Check every line below for the string "five". Copy the ones that have it.

== Supplied data

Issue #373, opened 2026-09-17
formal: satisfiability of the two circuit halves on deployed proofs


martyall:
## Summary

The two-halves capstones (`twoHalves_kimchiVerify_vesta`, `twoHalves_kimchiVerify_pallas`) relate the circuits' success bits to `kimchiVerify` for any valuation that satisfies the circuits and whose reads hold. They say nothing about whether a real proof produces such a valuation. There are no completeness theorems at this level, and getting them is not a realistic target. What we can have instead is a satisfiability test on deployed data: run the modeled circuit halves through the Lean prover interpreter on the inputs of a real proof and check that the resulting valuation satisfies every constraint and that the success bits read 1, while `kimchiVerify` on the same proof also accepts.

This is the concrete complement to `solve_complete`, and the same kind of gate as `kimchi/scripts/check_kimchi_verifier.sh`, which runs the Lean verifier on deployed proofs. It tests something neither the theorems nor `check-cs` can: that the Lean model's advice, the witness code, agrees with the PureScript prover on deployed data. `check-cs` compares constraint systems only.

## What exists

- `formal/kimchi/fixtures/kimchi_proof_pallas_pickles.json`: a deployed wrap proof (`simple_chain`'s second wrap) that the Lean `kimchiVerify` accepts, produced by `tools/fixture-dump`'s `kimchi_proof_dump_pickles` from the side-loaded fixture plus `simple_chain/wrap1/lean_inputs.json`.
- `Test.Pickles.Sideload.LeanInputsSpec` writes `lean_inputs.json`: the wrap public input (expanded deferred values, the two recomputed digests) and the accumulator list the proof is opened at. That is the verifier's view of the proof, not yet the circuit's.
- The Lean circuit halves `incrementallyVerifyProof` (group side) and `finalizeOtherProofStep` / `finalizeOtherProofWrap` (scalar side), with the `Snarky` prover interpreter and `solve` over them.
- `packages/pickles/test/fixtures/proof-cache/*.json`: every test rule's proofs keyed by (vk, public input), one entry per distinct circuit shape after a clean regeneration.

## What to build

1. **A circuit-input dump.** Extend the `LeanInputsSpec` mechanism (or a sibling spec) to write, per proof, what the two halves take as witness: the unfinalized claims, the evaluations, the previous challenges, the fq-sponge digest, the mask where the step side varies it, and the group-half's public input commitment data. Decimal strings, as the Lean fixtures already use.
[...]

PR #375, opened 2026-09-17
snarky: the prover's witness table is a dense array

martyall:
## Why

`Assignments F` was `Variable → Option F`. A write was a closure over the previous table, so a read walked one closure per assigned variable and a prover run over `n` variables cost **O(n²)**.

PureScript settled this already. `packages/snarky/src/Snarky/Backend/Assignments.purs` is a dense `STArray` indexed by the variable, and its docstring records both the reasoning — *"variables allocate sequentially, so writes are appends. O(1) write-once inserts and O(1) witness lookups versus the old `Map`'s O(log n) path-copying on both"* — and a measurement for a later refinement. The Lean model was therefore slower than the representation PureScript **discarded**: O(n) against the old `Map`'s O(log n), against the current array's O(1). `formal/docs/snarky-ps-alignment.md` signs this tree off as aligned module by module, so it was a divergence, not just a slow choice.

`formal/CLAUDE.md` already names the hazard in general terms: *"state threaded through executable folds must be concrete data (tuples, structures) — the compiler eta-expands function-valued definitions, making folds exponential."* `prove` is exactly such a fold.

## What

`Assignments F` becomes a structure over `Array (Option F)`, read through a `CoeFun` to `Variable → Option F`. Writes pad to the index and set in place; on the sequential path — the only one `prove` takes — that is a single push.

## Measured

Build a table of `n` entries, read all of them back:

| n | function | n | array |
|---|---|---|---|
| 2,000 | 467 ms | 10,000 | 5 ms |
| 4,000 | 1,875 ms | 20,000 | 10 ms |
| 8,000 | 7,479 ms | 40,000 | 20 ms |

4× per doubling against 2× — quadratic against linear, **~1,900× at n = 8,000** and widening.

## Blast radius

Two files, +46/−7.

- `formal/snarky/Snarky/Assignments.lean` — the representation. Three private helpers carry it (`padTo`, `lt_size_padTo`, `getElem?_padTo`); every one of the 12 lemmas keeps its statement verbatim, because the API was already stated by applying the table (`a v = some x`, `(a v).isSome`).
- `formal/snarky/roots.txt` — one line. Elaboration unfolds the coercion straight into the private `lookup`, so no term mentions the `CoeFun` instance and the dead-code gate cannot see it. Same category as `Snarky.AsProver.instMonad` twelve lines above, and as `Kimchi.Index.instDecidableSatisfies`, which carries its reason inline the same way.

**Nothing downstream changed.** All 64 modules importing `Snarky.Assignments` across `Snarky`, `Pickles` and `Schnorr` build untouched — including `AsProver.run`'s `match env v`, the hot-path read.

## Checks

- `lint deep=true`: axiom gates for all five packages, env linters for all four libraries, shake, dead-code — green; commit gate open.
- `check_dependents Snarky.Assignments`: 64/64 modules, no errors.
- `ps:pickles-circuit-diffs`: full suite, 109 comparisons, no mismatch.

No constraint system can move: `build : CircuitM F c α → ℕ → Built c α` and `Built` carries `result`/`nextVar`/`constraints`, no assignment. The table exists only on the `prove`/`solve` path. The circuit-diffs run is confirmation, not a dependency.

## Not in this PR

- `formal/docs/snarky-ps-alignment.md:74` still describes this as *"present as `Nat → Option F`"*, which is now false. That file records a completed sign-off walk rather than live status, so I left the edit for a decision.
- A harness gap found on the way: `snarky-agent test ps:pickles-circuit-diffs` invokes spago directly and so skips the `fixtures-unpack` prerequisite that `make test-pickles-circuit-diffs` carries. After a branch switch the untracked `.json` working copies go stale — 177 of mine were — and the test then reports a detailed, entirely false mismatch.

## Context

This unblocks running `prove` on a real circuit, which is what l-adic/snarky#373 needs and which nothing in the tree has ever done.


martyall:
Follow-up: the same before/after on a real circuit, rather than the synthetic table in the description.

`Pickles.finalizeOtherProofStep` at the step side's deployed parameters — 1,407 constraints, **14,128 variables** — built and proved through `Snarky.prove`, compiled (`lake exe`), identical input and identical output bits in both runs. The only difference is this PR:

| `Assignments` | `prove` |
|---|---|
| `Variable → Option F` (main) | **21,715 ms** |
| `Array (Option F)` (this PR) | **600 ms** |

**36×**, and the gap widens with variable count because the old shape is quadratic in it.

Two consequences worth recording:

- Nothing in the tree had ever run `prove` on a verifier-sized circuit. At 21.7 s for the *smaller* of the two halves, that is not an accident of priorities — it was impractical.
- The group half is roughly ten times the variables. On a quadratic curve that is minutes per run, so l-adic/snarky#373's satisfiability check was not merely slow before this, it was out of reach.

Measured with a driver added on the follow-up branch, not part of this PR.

====
== Supplied data

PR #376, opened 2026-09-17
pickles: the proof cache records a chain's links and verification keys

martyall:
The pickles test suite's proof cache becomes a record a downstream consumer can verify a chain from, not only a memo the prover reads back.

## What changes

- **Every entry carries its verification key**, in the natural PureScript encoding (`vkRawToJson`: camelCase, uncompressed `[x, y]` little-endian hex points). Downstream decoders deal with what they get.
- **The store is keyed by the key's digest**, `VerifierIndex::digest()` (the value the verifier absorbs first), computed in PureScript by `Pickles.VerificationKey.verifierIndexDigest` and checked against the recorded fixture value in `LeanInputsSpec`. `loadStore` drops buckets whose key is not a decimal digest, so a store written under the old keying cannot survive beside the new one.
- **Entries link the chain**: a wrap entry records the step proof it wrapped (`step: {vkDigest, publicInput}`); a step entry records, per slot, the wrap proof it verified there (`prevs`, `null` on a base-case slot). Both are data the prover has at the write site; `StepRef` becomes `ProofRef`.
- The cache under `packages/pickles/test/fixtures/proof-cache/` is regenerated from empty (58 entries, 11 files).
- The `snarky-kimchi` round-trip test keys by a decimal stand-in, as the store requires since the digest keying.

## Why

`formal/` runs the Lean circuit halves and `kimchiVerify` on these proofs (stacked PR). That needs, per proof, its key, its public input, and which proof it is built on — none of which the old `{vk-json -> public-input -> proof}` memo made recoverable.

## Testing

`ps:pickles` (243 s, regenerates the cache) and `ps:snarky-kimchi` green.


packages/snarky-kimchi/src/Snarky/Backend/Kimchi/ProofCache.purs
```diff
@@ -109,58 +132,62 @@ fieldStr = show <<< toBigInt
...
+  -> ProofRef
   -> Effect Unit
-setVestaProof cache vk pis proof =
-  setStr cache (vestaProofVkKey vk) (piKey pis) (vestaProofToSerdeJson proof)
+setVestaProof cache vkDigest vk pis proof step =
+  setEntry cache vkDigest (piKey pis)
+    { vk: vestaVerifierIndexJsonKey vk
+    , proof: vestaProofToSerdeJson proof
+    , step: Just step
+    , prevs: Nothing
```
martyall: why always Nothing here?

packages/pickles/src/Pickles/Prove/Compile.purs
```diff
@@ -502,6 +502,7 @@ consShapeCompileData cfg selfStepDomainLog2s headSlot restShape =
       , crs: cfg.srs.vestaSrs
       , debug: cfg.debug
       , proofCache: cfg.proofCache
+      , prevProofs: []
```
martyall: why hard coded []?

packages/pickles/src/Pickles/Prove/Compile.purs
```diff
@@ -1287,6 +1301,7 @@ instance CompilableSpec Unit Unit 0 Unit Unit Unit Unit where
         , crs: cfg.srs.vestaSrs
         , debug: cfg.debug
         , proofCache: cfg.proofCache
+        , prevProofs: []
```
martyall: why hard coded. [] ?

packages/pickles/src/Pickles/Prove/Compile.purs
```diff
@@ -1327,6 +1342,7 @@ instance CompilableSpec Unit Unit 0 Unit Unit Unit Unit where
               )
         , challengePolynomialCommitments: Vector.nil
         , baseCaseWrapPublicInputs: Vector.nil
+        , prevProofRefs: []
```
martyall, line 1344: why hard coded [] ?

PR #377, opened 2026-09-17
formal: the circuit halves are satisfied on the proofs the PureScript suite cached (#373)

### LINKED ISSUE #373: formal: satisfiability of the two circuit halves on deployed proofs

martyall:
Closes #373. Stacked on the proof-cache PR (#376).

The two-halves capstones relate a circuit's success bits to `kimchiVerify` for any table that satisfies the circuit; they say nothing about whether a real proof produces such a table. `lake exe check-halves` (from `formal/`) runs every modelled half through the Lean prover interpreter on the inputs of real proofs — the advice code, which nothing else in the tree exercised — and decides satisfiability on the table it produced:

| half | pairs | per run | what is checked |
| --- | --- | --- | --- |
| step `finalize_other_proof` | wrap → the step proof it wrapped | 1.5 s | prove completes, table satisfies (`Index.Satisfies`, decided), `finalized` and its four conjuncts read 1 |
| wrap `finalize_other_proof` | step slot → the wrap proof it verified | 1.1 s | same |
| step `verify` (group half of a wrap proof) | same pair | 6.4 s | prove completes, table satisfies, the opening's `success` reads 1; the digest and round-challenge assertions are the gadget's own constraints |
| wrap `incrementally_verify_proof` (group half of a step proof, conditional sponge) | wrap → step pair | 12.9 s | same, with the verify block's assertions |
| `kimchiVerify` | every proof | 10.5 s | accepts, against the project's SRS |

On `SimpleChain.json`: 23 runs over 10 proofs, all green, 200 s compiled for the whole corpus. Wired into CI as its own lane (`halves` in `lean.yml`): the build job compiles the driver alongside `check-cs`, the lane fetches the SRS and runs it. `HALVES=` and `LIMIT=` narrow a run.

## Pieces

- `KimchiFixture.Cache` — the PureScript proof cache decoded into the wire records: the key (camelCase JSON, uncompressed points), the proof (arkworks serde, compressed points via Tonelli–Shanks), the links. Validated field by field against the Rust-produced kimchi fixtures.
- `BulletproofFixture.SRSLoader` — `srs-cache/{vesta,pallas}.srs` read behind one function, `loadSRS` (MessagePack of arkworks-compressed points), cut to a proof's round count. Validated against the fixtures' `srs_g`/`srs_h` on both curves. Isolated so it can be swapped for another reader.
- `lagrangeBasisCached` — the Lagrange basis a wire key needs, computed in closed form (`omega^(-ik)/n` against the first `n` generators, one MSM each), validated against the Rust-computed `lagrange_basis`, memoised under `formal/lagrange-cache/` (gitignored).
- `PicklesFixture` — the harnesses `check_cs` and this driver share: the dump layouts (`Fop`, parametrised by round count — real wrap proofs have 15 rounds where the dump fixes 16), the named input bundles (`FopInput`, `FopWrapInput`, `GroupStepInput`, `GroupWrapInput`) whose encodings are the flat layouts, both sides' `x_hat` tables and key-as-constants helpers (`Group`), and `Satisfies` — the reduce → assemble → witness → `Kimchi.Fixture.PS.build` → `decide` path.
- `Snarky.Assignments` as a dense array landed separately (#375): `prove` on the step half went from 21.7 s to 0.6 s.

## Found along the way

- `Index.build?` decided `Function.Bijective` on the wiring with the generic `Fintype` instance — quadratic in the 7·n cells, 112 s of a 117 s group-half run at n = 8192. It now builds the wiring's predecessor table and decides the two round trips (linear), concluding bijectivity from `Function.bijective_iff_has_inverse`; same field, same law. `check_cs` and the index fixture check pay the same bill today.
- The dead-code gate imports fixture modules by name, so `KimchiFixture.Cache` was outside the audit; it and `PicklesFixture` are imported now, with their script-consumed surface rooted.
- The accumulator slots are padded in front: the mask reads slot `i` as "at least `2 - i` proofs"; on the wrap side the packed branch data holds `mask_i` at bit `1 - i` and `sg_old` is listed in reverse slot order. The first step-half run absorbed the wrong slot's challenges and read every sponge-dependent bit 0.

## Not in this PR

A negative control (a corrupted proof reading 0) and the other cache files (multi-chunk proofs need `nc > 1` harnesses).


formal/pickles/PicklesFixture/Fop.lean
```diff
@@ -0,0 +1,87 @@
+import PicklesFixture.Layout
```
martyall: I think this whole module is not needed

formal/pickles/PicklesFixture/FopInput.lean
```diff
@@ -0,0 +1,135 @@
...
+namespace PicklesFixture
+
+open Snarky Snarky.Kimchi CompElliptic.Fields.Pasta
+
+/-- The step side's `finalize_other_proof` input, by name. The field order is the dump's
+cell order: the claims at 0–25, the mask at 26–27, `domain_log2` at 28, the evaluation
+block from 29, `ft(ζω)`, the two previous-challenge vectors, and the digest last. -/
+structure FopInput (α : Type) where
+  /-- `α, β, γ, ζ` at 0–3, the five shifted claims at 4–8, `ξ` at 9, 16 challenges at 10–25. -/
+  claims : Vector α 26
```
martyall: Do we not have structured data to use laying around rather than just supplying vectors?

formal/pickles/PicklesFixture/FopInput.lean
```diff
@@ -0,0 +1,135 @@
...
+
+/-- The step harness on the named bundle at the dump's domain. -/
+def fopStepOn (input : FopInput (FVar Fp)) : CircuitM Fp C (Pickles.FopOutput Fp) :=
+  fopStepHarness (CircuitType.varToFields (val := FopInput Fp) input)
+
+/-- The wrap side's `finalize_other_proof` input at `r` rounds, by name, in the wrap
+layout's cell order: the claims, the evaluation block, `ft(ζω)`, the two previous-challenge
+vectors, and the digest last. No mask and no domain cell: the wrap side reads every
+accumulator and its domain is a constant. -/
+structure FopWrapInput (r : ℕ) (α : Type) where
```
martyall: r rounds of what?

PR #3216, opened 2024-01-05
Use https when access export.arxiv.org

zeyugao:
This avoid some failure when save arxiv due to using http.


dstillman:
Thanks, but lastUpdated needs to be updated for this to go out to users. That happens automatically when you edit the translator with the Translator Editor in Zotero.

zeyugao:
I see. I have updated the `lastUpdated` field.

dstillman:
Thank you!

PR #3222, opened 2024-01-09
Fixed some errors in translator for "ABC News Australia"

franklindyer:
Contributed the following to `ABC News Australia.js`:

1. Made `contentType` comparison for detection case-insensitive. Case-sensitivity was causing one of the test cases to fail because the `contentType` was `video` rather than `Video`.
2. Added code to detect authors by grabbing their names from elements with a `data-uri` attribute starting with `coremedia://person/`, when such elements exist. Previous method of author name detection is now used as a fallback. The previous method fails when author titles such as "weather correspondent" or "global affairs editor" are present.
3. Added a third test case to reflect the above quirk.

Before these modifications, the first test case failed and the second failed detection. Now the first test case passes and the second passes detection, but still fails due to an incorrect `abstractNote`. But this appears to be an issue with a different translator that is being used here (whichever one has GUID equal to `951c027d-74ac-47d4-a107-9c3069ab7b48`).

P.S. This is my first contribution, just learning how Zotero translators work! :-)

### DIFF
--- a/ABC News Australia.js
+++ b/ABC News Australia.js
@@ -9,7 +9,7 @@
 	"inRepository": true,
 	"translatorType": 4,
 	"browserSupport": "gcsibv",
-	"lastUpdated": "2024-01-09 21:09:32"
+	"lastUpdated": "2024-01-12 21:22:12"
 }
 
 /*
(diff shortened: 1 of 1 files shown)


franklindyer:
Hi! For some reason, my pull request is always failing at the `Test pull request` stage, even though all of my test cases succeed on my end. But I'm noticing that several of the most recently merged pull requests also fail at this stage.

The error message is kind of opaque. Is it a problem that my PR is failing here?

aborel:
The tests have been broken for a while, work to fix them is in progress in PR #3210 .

====

## Exercise solution
- `lint deep=true`: axiom gates for all five packages, env linters for all four libraries, shake, dead-code — green; commit gate open.
+  /-- `α, β, γ, ζ` at 0–3, the five shifted claims at 4–8, `ξ` at 9, 16 challenges at 10–25. -/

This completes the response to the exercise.